Müslüman insan hayat ölçülerini belirlerken mutlaka birtakım ilkelere uygun olarak davranır. Her hareketini İslami ölçüler içerisinde değerlendirir ve daha sonra da aksiyona dönüştürür. Hem düşünce hem de eylem boyutunda kendisine referans olarak Allah ve Resulünü alır. Çünkü eylemler şahsiyetin dışa yansımasıdır. Hiçbir eylem şahsiyetten bağımsız ve beri değildir. Bu bilinç hali insanı ölçülü ve dikkatli davranmaya götürür. Şahsiyet-Eylem ayrımı ise insanı kişiliksiz ve kimliksiz bir tip olarak ortaya koyar.
Tatil kelimesine aslında İslami literatürde rastlayamıyoruz. Değişen hayat tarzı sonucunda hissettirilmeden ve sinsi bir şekilde literatürümüze ve gündemimize yerleştirilmiş bir kelime.
İslam’da tatil kavramına yönelik genel olarak olumsuz bir yaklaşım söz konusudur. Seyahat ise tatile göre belli bir meşruiyeti ve olumlu bakış açısı olan bir kavramdır. Tatile ilişkin iki yaklaşım var. Bunlardan ilki, kavramı sadece çalışmanın karşıtı olma anlamıyla ele alıp negatif bir anlam yüklemekte ve İslam dini içinde tatil kavramının olmadığı, Müslüman için tatilin olamayacağını ifade etmektedir. Bu görüşü dile getirenlerin temel dayanağı Kur’an-ı Kerim’deki İnşirah suresinin 5, 6 ve 7. ayetleridir: ‘Elbette her güçlükle beraber bir kolaylık vardır. Öyleyse bir işi bitirdin mi yine başka bir iş için kalk da yorul’ (İnşirah, 5-6-7). Bu ayet, her işin içinde bir kolaylık olduğunu, meşguliyetin değiştirilmesi suretiyle dinlenmenin elde edileceğini işaret etmektedir. Yani tatil değil, tebdil yaparak başka bir iş ile dinlen.
Diğer bir görüşe göre ise Allah her şeyi insanın hizmetine vermiştir, öyleyse biz de bu nimetlerden istifade etme hakkına sahibiz. Dinlenmek her insan gibi müslümanın da hakkıdır.
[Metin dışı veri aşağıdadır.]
Issue #851, opened 2016-11-12
Add Harris-Laplace / Hessian-Laplace detectors?


Yorwba:
I need the Harris-Laplace / Hessian-Laplace affine feature detectors for a project and found [an old set of patches](http://code.opencv.org/issues/1053) implementing the Harris-Laplace detector, that was apparently never merged.
I plan to massage the patches into shape for use with current versions of OpenCV but I'm unsure whether I should aim for inclusion in (presumably the xfeatures2d module of) OpenCV or whether I should choose a more standalone approach.
Since I do not know why the patches weren't merged when they were submitted, I would like to know whether you would accept the contribution if I made a PR, or whether these feature detectors won't be included in OpenCV for some reason.

StevenPuttemans:
I do not think that if you get a stable working release, that inclusion is not possible. Like suggested, go for inclusion inside xfeatures2d, which is best approach for new feature detectors.

Good luck with the PR!

alalek:
Thank you! #933

PR #933, opened 2017-01-04
Add Harris-Laplace affine detector

Yorwba:
### This pullrequest changes

I took the old patches found at http://code.opencv.org/issues/1053 and rewrote the interface to (hopefully) conform to the OpenCV coding style. While doing this I noticed that the code for affine adaptation was actually mostly independent from the key-point detector, so I pulled it out into a separate class AffineFeature2D that can wrap any feature detector and descriptor.

What I did not get to work were the Python/Java wrappers, simply putting CV_EXPORTS_W on the functions lead to issues with the generated code.


Yorwba:
The failed checks taught me a lesson about the difficulty of cross-platform C++ development. Hopefully I didn't miss anything.

As a note: the warning about overloaded virtuals that clang helpfully shows can also be enabled in GCC using -Woverloaded-virtual, but then I get a number of additional warnings across the OpenCV code base. I'm not sure whether that is indicative of low precision by GCC or whether those warnings ought to be fixed.

modules/xfeatures2d/src/affine_feature2d.cpp
```diff
@@ -0,0 +1,714 @@
+/*IMPORTANT: READ BEFORE DOWNLOADING, COPYING, INSTALLING OR USING.
+
+ By downloading, copying, installing or using the software you agree to this license.
+ If you do not agree to this license, do not download, install,
+ copy or use the software.
+
+
+ License Agreement
+ For Open Source Computer Vision Library
```
alalek: Could you please use "unmodified" license header or just use the shorter variant:
```
// of this distribution and at http://opencv.org/license.html
```

modules/xfeatures2d/include/opencv2/xfeatures2d.hpp
```diff
@@ -834,6 +834,100 @@ class CV_EXPORTS_W PCTSignaturesSQFD : public Algorithm
...
+* @brief Elliptic region around an interest point.
+*/
+class CV_EXPORTS Elliptic_KeyPoint : public KeyPoint
+{
+public:
+    Point centre;
+    Size_<float> axes; //!< the lengths of the major and minor ellipse axes
+    double phi; //!< the rotation angle
+    float size;
+    float si;  //!< the integration scale at which the parameters were estimated
```
alalek: KeyPoint already have similar [fields](https://github.com/opencv/opencv/blob/3.2.0/modules/core/include/opencv2/core/types.hpp#L701-L708):
- centre -> pt
- phi -> angle
- size -> size
- si (float) -> octave (int)

modules/xfeatures2d/src/affine_feature2d.cpp
```diff
@@ -0,0 +1,714 @@
...
+        size(0, 0) = size(1, 0) = it->size;
+
+        //U matrix
+        Mat transf = it->transf;
+        Mat_<float> U(2, 2);
+        U.setTo(0);
+        Mat col0 = U.col(0);
+        transf.col(0).copyTo(col0);
+        Mat col1 = U.col(1);
+        transf.col(1).copyTo(col1);
```
alalek: For fixed size matrices it is better to use `Matx`: Matx22f and similar.

Yorwba:
@alalek, I hope my changes address your concerns.

However, the build bot seems to have hit a bug: It has been "building" for 3 hours now and the build IDs link to builds for an unrelated pull request.

alalek:
:+1:

modules/xfeatures2d/src/affine_feature2d.cpp
```diff
@@ -0,0 +1,681 @@
...
+            p = p + Matx22f(Matx22d(U).inv()) * c;
+            px = int(p(0, 0));
+            py = int(p(1, 0));
+
+            q = calcSecondMomentSqrt(Lxm2smooth, Lxmysmooth, Lym2smooth, Point(cx, cy), Mk);
+
+            float ratio = 1 - q;
+
+            //if ratio == 1 means q == 0 and one axes equals to 0
+            if (!isnan(ratio) && ratio != 1)
```
rversaw: Should this be using `std::isnan()` similar to [other places](https://github.com/opencv/opencv_contrib/blob/246ea8f3bdf174a2aad6216c2601e3a93bf75c29/modules/sfm/src/libmv_light/libmv/numeric/numeric.h#L461) in the codebase? I ran into an error locally until I switched to that, though I'm still hitting other issues with the `master` branch, so I can't confirm that it solved everything.

lovaj:
@Yorwba I'm a little bit confused about how to use this, could you please give an example code?

Yorwba:
@lovaj Say you have an `image` and want to extract affine covariant elliptic regions for keypoints detected by the Harris-Laplace detector. Then you would write
```c++
    Ptr<AffineFeature2D> detector = AffineFeature2D::create(
        HarrisLaplaceFeatureDetector::create(/* adjust parameters as necessary */),
        yourFeatureDescriptor
    );
    vector<Elliptic_KeyPoint> keypoints;
    Mat descriptors;
    detector->detectAndCompute(image, noArray() /* no mask */, keypoints, descriptors);
```
and then you can use the `keypoints` together with their `descriptors` for whatever it is you want to do.

oqtvs:
Is AffineFeature2D equivalent to Harris-affine(when using harris detector)?

oqtvs:
Ok only to make it clear, this PR added Harris-Laplace and Harris-Affine ( If i am correct harris-affine can be achieved by using Harris-Laplace detector with `AffineFeature2D`) by bringing back patches from Harris Laplace and Harris Affine code [(Patch #1053)](http://code.opencv.org/issues/1053). That said the issue #851 is closed but hessian-laplace/hessian-affine isn't yet implemented. So on #1116 maybe implementing only Hessian-laplace one can achieve Hessian-Affine only by using `AffineFeature2D` (must check if things match).

cyberbeat:
I would like to add support for elliptic keypoints to the mser detector. How would I do that? The problem is, that mser is in the features2d module, and elliptic keypoints in the xfeatures2d module.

Son dönemlerde Müslümanlar artık dinlenme tercihlerini beş ve üzeri yıldızlı otellere kaydırdılar. Sadece dinlenmek için değil, camialar da çeşitli adlar altında yaptıkları toplantıları bu mekânlara taşıdılar. Acaba oteller lüks olunca üretilen fikirlerde aynı oranda lüks ve kaliteli mi oluyor? Yoksa bir moda icabı mı bu değişim ve dönüşüm yaşanıyor. Bu tür mekânlara gidilirken maalesef kişilikler ve kimlikler denize girilirken bedenden çıkarılan elbise gibi çıkarılıyor. Yeni bir düşünce doğuşuna gebe olacak akıllar yerine, bronzlaşan bedenler gibi ruhlar da kararıyor. İnsanın fikir ve düşünce üretebilmesi, ruhunu dinlendirebilmesi için mekân konforu çokta önemli değildir. Büyük düşünür ve fikir adamlarının hayatlarına baktığımızda bunu bütün netliğiyle görebiliyoruz. Onlar fikir üretebilmek için kendilerini dünya nimetlerinden uzak tutmaya, az yiyip içmeye, az uyumaya gayret ederken bizler tam tersine beyin fırtınası yapmak ve fikir üretebilmek için kendimizi lüks mekânlara atmaya çalışıyoruz.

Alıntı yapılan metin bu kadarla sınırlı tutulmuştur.